Verdaderamente había muchas putas. La mayoría no era gran cosa. Solo cargaban con el don de la lujuria. Muchas eran petizas, de cuerpo no agraciado, otras eran de avanzada edad. Eran las menos las que estaban bien. Claro, estas eran putas callejeras. Las putas elegantes estaban en los cabarets y eran mucho más caras.
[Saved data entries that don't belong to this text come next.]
PR #36, opened 2019-08-21
Changed erase account hooks to only perform before and after the tests

GuilhermeJSilva:
Attempts to solve problems in #22 by changing the hook that caused the timeout.

### DIFF
--- a/test/auth.js
+++ b/test/auth.js
@@ -9,9 +9,9 @@ const Account = require("../src/models/Account");
 
 describe("Register endpoint test", () => {
 
-    afterEach("Clearing accounts", async () => {
-        await Account.deleteMany({});
-    });
+    before("Clearing accounts", () => Account.deleteMany({}));
+    after("Clearing accounts", () => Account.deleteMany({}));
+
 
     it("Should return a malformed request (missing username)", async () => {
         const res = await request()
--- a/test/auth.js
+++ b/test/auth.js
@@ -7,134 +7,127 @@ const {
 const ERROR_TYPES = require("../src/routes/errors/errorHandler");
 const Account = require("../src/models/Account");
 
-describe("Register endpoint test", () => {
+describe("# Authentication endpoint tests", () => {
+    describe("Register endpoint", () => {
 
-    before("Clearing accounts", () => Account.deleteMany({}));
-    after("Clearing accounts", () => Account.deleteMany({}));
+        describe("Validation tests", () => {
+            describe("Missing required fields", () => {
+                it("Should return a malformed request (missing username)", () => request()
+                    .post("/api/auth/register")
+                    .send({}).then((res) => {
+                        res.should.have.status(400);
+                        res.body.should.be.an("object");
+                        res.body.should.have.property("success").equal(false);
+                        res.body.should.have.property("reason").that.is.a("string");
+                        res.body.should.have.property("error_code").equal(ERROR_TYPES.MISSING_FIELD);
+                    }));
 
+                it("Should return a malformed request (missing password)", () => request()
+                    .post("/api/auth/register")
+                    .send({
+                        username: "user",
+                    }).then((res) => {
+                        res.should.have.status(400);
+                        res.body.should.be.an("object");
+                        res.body.should.have.property("success").equal(false);
+                        res.body.should.have.property("reason").that.is.a("string");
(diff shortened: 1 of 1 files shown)


test/auth.js
```diff
@@ -9,9 +9,9 @@ const Account = require("../src/models/Account");
 
 describe("Register endpoint test", () => {
 
-    afterEach("Clearing accounts", async () => {
-        await Account.deleteMany({});
-    });
+    before("Clearing accounts", () => Account.deleteMany({}));
+    after("Clearing accounts", () => Account.deleteMany({}));
```
miguelpduarte: The basis for the change here is that the methods themselves return a `Promise` and this will make the hooks await the promise, correct?

Despite this, I'm not sure if this is very clear. I feel that this might result in someone adding braces to the arrow function and then not knowing that an `await` is necessary.

*TL;DR*: Explicit > Implicit, it is better to handle promises explicitly than "hiding" them like this.
But this can use some other feedback, it is open for discussion.

test/auth.js
```diff
@@ -9,9 +9,9 @@ const Account = require("../src/models/Account");
 
 describe("Register endpoint test", () => {
 
-    afterEach("Clearing accounts", async () => {
```
miguelpduarte: A problem I have with this PR is that despite this being a good idea because it cleans up the test code and minimizes the number of DB accesses, which is always good, I believe that it might not solve the problem that happened in the other PR, as it seems weird that this was the problem.

My guess is a DB misconfiguration, because this is probably the first bit of test code that actually has to use the DB and thus the test times out. Probably something like that.

Finally, I think that the tests could be refactored a bit in terms of organization. The before and after hooks that are being changed here seem to only be needed for the final test inside this describe block.
I'd say that that calls for better organization of the tests, as they could be scoped like "Authentication tests" > "when a user already exists" > "something" or "Authentication tests" > "parameter validations/input validation" > "something".

More describe scopes might seem like clutter but might make the tests and test hooks more organized :slightly_smiling_face:

test/auth.js
GuilhermeJSilva: The objective is to return a Promise, if I understood correctly the suggestion is to include bracers and the return keyword, however eslint is configured so that this is not possible.

xRuiAlves:
Please squash the `Fixed typo` commit 😅

miguelpduarte:
@xRuiAlves I know what you're doing, and despite me not being entirely opposed to it, I'm not sure if we'll be able to enforce that level of commit juiciness (👌) everywhere. Just leaving that note here.

test/auth.js
miguelpduarte: I know that the objective is to return a promise 😅 I might not have been very clear, I'll try to explain it better:

Returning a Promise in a test hook makes the test execution wait for the hook completion.
However, returning a Promise there is being implicit behaviour (due to how arrow functions work).

I get what you mean about the `eslint` rules, but that was not what I had in mind.
I was thinking of something like:

```js
before("Hook", async () => {
    await Async.stuff();
});
```

Due to the way that `async` methods work, that is functionally the same as returning a `Promise`.
However, if done this way, it will be clear that the hook will wait for the async stuff to resolve, because it is more explicit.

My recommendation is to switch to this style in order to make sure that the code is clearer for other people that might look at it and reduce possible copy paste errors that might occurr (someone might copy paste the function and add braces and more statements, and then the promise would not be returned anymore - thus making the methods in the hook not be `await`ed for).

miguelpduarte: This can (and should, imo) also be changed in tests, that I see are following a similar pattern.  This would also make them more consistent with what's being done in #38 😄

miguelpduarte:
PS: Forced the failing build to re-run, and now it's passing... #JustTravisThings I guess - We should reeeeeally switch to CircleCI :/

miguelpduarte:
@GuilhermeJSilva Was this not tackled on #60 or the other PR in which I changed the tests from mocha+chai to jest? Want to close the dangling branches, since we currently have a lot of them, and a lot of open PRs I also would like to slim down :slightly_smiling_face: 

IMO we should close this and check if the issue still occurs. If so, then open this again as the code has changed a lot and maintaining this with the conflicts would also be unnecessary work.

Please give your input on this :slightly_smiling_face:

GuilhermeJSilva:
I think the changes this PR was trying to make have already been introduced (the delete hooks in account only occur per test group), added to the fact that the code being changed is substantially outdated I'm closing this PR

Cuando comencé nuevamente el recorrido, la puta de cuerpo privilegiado ya no estaba, solo estaban las dos viejas. A la media cuadra, había un kiosco y compré una cerveza. Una de las putas viejas logró verme y se me acercó. Y ya que estábamos, permití que subiera. Su rostro estaba golpeado por el tiempo y sus crueles adversidades y la estoica marginación de una cultura hipócrita. Tenía el pelo descuidado y medianamente largo. En la oscuridad de la noche, pude apreciar algunas canas estoicas. Me miró fijo a los ojos, y comprobé de cerca que sus ojos eran tristes y cansados. Sus cachetes, por el contrario, eran prominentes y graciosas, pero las arrugas les había robado la gracia. Y su boca, de aliento a vino, era carnosa, y parecía hinchada. Cuando me sonrió, sus dientes amarillos me saludaron. Y, no vas a abrir la cerveza? Me dijo. Aproveché el rojo del semáforo, y con mi encendedor, de un saque hice volar por los aires calurosos la tapita. La puta vieja le pegó un sorbo largo a la botella y luego me la pasó. Tomé tímidamente. Con un poco de asco. Fue solo un pequeño sorbo, y al tomar me pregunté cuántas pijas habría chupado esta puta de mierda. En el mismo lugar que me chupó mi hambriento pene la negra, estacioné. El Ford Falcón verde seguía estacionado allí.

La puta vieja, sin apuro alguno, comenzó por dar besitos cariñosos a la cabeza de mi verga. Luego, sentí su lengua, como si fuera una vibóra recorrer el agujero. Gemía, disfrutando lo que hacía, y mientras, me pajeaba cariñosamente. Abrió su boca grande y se metió medio pene en su boca sin rozarlo, y luego cerro sus labios y succionó lentamente hasta arriba de todo, y volvió a repetir esto muchos veces. Fueron mis huevos, objetos de su succión después. Primero, uno, suavemente chupado, luego el otro, sin dejar en ningún momento de tocarme con su mano derecha el tronco de mi pija y con su mano izquierda fregando la cabeza que emanaba tenuemente unas gotitas de leche. Cuando mojó por completo todos mis huevos con su saliva, atacó nuevamente mi pija. Recorría con su lengua toda el glande, de punta a apunta. Fantaseaba dibujos en ella y cada tanto metía casi toda mi pija en su boca. Lo hacía de maravillas. Nunca nadie me había chupado así. Corrí el espejo retrovisor de manera que viera cómo me chupaba el miembro, y entre la poca luz que entraba al coche, podía distinguir por momentos como la lengua serpentina hechizaba mi miembro. Cuando ella sintió que yo había alcanzado una cierta calentura evidente, empezó a succionarme con una delicadeza majestuosa y aumentó el ritmo. La sensación de placer era máxima. En ese momento cerré los ojos y solo disfruté de la maravillosa chupada de esta vieja puta borracha. A medida que me iba calentando, iba moviendo mi cintura, y sus dientes gastados no me lastimaban, ni siquiera me rozaban, lo que hacía que le enterrara profundamente en su garganta mi pene. Y asi, en vaivenes suntuosos de placer, apreté fuerte su cabeza contra mi pija, y evacué un montón de semen, y dejé aprisionada la cabeza en la totalidad de mi miembro, y sentía como de la boca de la puta rebalsaba semen. Cuando finalmente me quedé quieto, y dejé libre su cabeza, la puta abrió la puerta, y como hizo la otra, escupió todo el semen. Luego, volvió a mi pija y chupó lo que quedaba de leche, que había rebalsado de su boca, y luego volvió a escupirlo, y luego repitió la operación, y limpió el semen que había quedado en mis pendejos.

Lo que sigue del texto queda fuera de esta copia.